September 24, 2018updated 03 Jan 2019 3:45pm

Cashless Sweden: Is the rest of the world being left behind?

A completely cashless Sweden may become a reality sooner than expected. Often regarded as the poster child for cashless innovation, Sweden may completely ditch cash by 2023.

The cashless Sweden journey is fuelled by a number of different factors such as high adoption of mobile payments, a strong card system and a cultural switch away from cash.

There is no denying that in the UK the vast majority of consumers enjoy using cashless payment methods. Leaving cash behind allows for more convenience, speed and ease. Carrying purses and various cards has become an annoyance.

According to Sweden’s central bank, Riksbanken only 13% of payments in Sweden are being made using cash.

Cash being wiped out at a rapid to facilitate a cashless Sweden

According to the WPR, 36% of the population in Sweden claim they never use cash, compared with 17% of Brits.

The big banks in Sweden are joining the cashless frenzy. SEB only handles cash in seven out of a total of 118 branches.

The bank is powering ahead and has previously announced that it would focus on providing digital tools in branches that encourage customers to conduct banking tasks on their own, however staff will be on hand to support them if needed.

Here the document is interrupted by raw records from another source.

PR #341, opened 2017-11-23
[EC-344] Pruning should keep some old MPT Nodes

AlanVerbner:
## Description

After latest pruning algorithm change in order to handle chain reorgs made in https://github.com/input-output-hk/mantis/pull/325, two issues were introduced:
- Mantis Fast Sync Server broken after new pruning implementation
- Miner reports and error if it requests work while applying a block

## Reason
Latest implementation only keeps latest version of MPT nodes in db. Deleted ones are moved to a stash area where they can be taken in case of a rollback but cannot be accessed in order to serve it to other services (miner, fast sync host actor).

## Fix
The following change delays MPT node removal from DB until it's pruned. In order to do so, it checks if it's no longer needed looking for:
- Zero references in the latest version
- It wasn't referenced by any other change in later blocks

### DIFF
--- a/src/main/scala/io/iohk/ethereum/db/storage/encoding/package.scala
+++ b/src/main/scala/io/iohk/ethereum/db/storage/encoding/package.scala
@@ -21,11 +21,11 @@ package object encoding {
 
   private val storedNodeEncDec = new RLPDecoder[StoredNode] with RLPEncoder[StoredNode] {
     override def decode(rlp: RLPEncodeable): StoredNode = rlp match {
-      case RLPList(nodeEncoded, references) => StoredNode(nodeEncoded, references)
+      case RLPList(nodeEncoded, references, lastUsedByBlock) => StoredNode(nodeEncoded, references, lastUsedByBlock)
       case _ => throw new RuntimeException("Error when decoding stored node")
     }
 
-    override def encode(obj: StoredNode): RLPEncodeable = RLPList(obj.nodeEncoded, obj.references)
+    override def encode(obj: StoredNode): RLPEncodeable = RLPList(obj.nodeEncoded, obj.references, obj.lastUsedByBlock)
   }
 
   private val snapshotEncDec = new RLPDecoder[StoredNodeSnapshot] with RLPEncoder[StoredNodeSnapshot] {
--- a/src/main/resources/application.conf
+++ b/src/main/resources/application.conf
@@ -417,6 +417,8 @@ mantis {
     mode = "basic"
 
     # The amount of block history kept before pruning
+    # Note: if fast-sync clients choose target block offset greater than this value, mantis may not be able to
+    # correctly act as a fast-sync server
     history = 1000
   }
 
--- a/src/main/scala/io/iohk/ethereum/db/storage/ReferenceCountNodeStorage.scala
+++ b/src/main/scala/io/iohk/ethereum/db/storage/ReferenceCountNodeStorage.scala
@@ -10,18 +10,23 @@ import io.iohk.ethereum.utils.Logger
 /**
   * This class helps to deal with two problems regarding MptNodes storage:
   * 1) Define a way to delete ones that are no longer needed but allow rollbacks to be performed
-  * 2) Avoids removal of nodes that can be used in different trie branches because the hash it's the same
+  * 2) Avoids removal of nodes that can be used in different trie branches because the hash is the same
   *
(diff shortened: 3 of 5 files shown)


LukasGasior1:
it's LGTM but just one question, you said we were moving removed nodes to stashed area, couldn't we just do something like: `getNode = getFromDb orElse getFromStashArea` and keep the old implementation?

AlanVerbner:
@lgasior I used the term "stash area" in order to simplify my explanation. What it really does is to take a [snapshot of that node](https://github.com/input-output-hk/mantis/pull/341/files#diff-1e345fe7a1acef2b55aced59e24d122dR208) and store it based on block number. The reason behind this is that:

- Doing a block rolback it's just applying the changes in reverse order for that block number
- Pruning consists in dropping Snapshots for the prune target (relase space as we won't allow rollbacks)

The problem that we are using a key-value db. We need to index MPT nodes by hash to query them but in order to be able to delete them we need to access them by block number (as pruning is made by that field). This is the easiest way I found (and by that I mean, with less impact on the current code) to be able to keep the ease of use of the undo log but to be able to provide those nodes by hash while doing fast sync or mining.

Does it make sense?

LukasGasior1:
I think it does now, thanks! I was thinking about something simpler but didn't consider chain reorgs - this indeed makes the implementation tricky.

AlanVerbner:
Yes, chain reorgs are quite tricky and made the simpler solution a little bit more complex

src/main/scala/io/iohk/ethereum/db/storage/encoding/package.scala
```diff
@@ -21,11 +21,11 @@ package object encoding {
 
   private val storedNodeEncDec = new RLPDecoder[StoredNode] with RLPEncoder[StoredNode] {
     override def decode(rlp: RLPEncodeable): StoredNode = rlp match {
-      case RLPList(nodeEncoded, references) => StoredNode(nodeEncoded, references)
+      case RLPList(nodeEncoded, references, lastUsedByBlock) => StoredNode(nodeEncoded, references, lastUsedByBlock)
```
rtkaczyk: So DB-wise it's a backward incompatible change?

AlanVerbner: Yes :sad:

mcsherrylabs: :/

AlanVerbner: Let me add more info about this. In order to delay MPT node deletion we need to find a way to determine if the node can be deleted at certain point (ie, it wasn't used after that). In order to do so, the easiest way I found is to put that stamp based on block number.

rtkaczyk: `StoredNode#lastUsedBlock`? But what's the relation of this field with reference count? How can a node be used later if its ref count drops to zero?

AlanVerbner: Reference count has the current references the node has and last used block is the last time the block was used.

Think about the following scenario.

- `Block#0` -> `(Insert, Key1 -> V1)`
- `Block#1` -> `(Delete, Key1)`
- `Block#999` -> `(Insert, Key1 -> V1)`

Block deletion is delayed up to pruning process, so:
- Pruning `Block#0` -> Nothing done as no delete
- Pruning `Block#1` -> We have a delete but current references count is 1 as it was added at `Block#999` so block is not deleted

Now, think about this case:
- `Block#0` -> `(Insert, Key1 -> V1)`
- `Block#1` -> `(Delete, Key1)`
- `Block#998` -> `(Insert, Key1 -> V1)`
- `Block#999` -> `(Delete, Key1)`

Pruning will be:
- Pruning `Block#0` -> Nothing done as no delete
- Pruning `Block#1` -> We have a delete and current reference count is 0 because it was deleted at `Block#999` *but we cannot delete it*. Why? Because if we do so, we won't be able to provide that node to someone doing fast sync starting at `Block#998` or mining from the same one
- Pruning `Block#998` -> Nothing done as no delete
- Pruning `Block#999` -> Node has no more references and it wasn't used (999-1999), delete it from db

rtkaczyk: Great expl, thanks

So with consumers and banks across the country shifting towards a cashless Sweden what are the pros and cons of this revolution?

The pros

  • Certain types of crime reduced: Anyone running round with a purse full of cash runs the risk of the money being stolen. Once that money is gone, it’s gone so a cashless society would eliminate that. Furthermore, illegal transactions such as drug trade will decrease as it typically takes place with cash so that there’s no record of the transaction.
  • No cash management: Printing bills and coins is extremely expensive. Digital payments cut operating costs for businesses and banks. In a cashless society they wouldn’t have to invest in secure storage facilities.
  • International payments: International payments would become far less frictionless in a cashless society. Instead of having to buy local currency when visiting a foreign country, travellers could pay with a debit or credit card or a mobile device.

The cons

  • Some will get left behind:  Certain groups of people in society risk getting left behind. The older generation may be uncomfortable using only digital technology to pay. Equally the homeless and unbanked would be left out with absolutely no way to complete any sort of transactions.
  • Digital hacking: Although cash can lead to crimes such as theft and mugging, a cashless society would open the door to far more online hacking.
  • Technology issues: A cashless society would be vulnerable to technical problems within the systems. If a technical fault happened within the global payment system trade could be halted and affect businesses and consumers worldwide.

Technological innovation is definitely shifting countries towards a cashless environment. Whether a fully cashless Sweden will happen is yet to be seen. However, it is clear that there is scope to ditch cash in the future.